Abstract

The inauguration of the European Medicines Evaluation Agency (EMEA) 5 years ago, revolutionised the European pharmaceutical system. The new system saves member states of the European Union time and effort in assessing marketing authorisation applications, and ensures a homogeneous regulatory policy throughout the European Union. Pharmaceutical companies apply only once for marketing authorisations, extensions, and variations; thus they avoid the uncertainty caused in the past by different procedures and bureaucracies in the 15 member states. However, harmonisation is far from complete because prices and reimbursability of products are left to individual member states, which have different health systems. CPMP (Committee for Proprietary Medicinal Products), the scientific advisory committee, and EMEA’s technical and administrative staff have made the new system efficient and reliable: 126 products (98 active ingredients) have been positively assessed and released for marketing by the European Commission. EMEA’s merits are undisputed and its effect on the pharmaceutical area rightly acknowledged. However, some aspects of the system need to be reviewed to ensure that patients derive maximum advantage.
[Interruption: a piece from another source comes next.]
PR #666, opened 2022-01-22
Fix flashing 'used move text' when using Fly/Dig

rik-smeets:
When using the move Fly or Dig, the text: `[Pokémon] used [Fly/Dig]!` flashes on screen for a split second before the animation begins. When using these moves, this text should not be shown at all (and it isn't in vanilla Crystal). For these moves, the text is shown after the animation. For example, `[Pokémon] flew up high!`.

Institutional location of EMEA EMEA is located in an industrial institution of the European Commission (initially called Directorate General [DG] III, now called DG Enterprise) despite the fact that its mission is “to promote the protection of human health . . . and of consumers of medicinal products”. 1 Public health should be the fundamental concern of EMEA because it is the final outcome of improved availability of medicines. The pharmaceutical industry aims to enlarge its market to maximise profits. Consumers, who are frequently anxious to have access to drugs even while they are still in an early stage of assessment, can be biased in assessing the merit of therapies. If public health issues were paramount, EMEA approval of new drugs would depend on their benefit to patients, and would be granted only for well defined indications after extensive research. Removal of EMEA from its industrial location would therefore indicate political willingness to think of patients as more important than the interests attached to the production of medicines.